The beauty of this nanophotonic platform lies in its modularity; the chip itself is a universal “stage,” and the specific “actors” are the molecular probes we choose to load onto it. To adapt the system for cardiovascular diseases, we would simply swap the lung cancer probes for those targeting microRNAs associated with heart muscle stress or arterial inflammation. Similarly, for viral diseases, we can design probes that recognize the unique genetic sequences of various viruses, allowing for rapid identification of infections directly from patient samples. This versatility was a key driver for our team at NTU, as we aimed to create a tool that could be rapidly reconfigured to meet the needs of an evolving public health landscape.
For pharmaceutical companies, this technology is a powerful tool for both drug discovery and clinical trials. As more companies develop microRNA-based therapies—which aim to regulate gene expression to treat disease—they need a reliable way to monitor how these drugs affect microRNA levels in the body. Our biochip could provide a high-throughput, quantitative method for pharmaceutical researchers to test drug efficacy in real-time, observing how a new compound shifts the biomarker landscape.
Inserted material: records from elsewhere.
PR #37, opened 2018-07-10
swagger: add activeMs

dsharrison:
This is the documentation update for https://github.com/samsara-dev/backend/pull/10589 and will be merged after that change lands.

### DIFF
--- a/swagger.json
+++ b/swagger.json
@@ -3600,6 +3600,12 @@
                     "description": "Hours spent on duty or driving, rounded to two decimal places.",
                     "example": 5.40
                   },
+                  "activeMs": {
+                    "type": "integer",
+                    "format": "int64",
+                    "description": "Milliseconds spent on duty or driving.",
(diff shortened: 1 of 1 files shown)


btuan:
Looks reasonable to me. Just for sanity-check, can you run the changed file through a swagger linter?
Maybe something like this?

https://editor.swagger.io/

silverspace:
This looks fine to me. A higher level question: Do we want to expose sub-minute level precision to external customers for HOS data?

silverspace:
I'm not sure about the data inaccuracies, that's certainly a possibility. I think the HOS app displays data with a granularity of a minute, so my question was whether we want to mirror the same precision in our APIs. 

In any case, I'm fairly certain we have precedent of using millisecond timestamps in our HOS APIs, so this was more of a follow-up question for Compliance about HOS API design.

silverspace:
Should we merge this PR?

This could significantly accelerate the development of next-generation therapies for metabolic illnesses and rare genetic disorders by providing more precise data during the experimental phases.
What is your forecast for biochip technology?
I forecast that biochip technology will undergo a radical transformation toward “decentralized intelligence,” where the distinction between a laboratory and a point-of-care device virtually disappears. Within the next decade, we will see these chips become so integrated and cost-effective that they will move into the home, allowing individuals to monitor their own health markers through non-invasive samples like saliva or urine, much like a modern glucose monitor. We are moving toward an era of “continuous diagnostics,” where AI-driven biochips provide a real-time stream of health data, enabling us to detect the earliest “whispers” of disease—be it a viral surge or a burgeoning malignancy—long before it becomes a clinical crisis, effectively turning medicine from a reactive practice into a truly preventative one.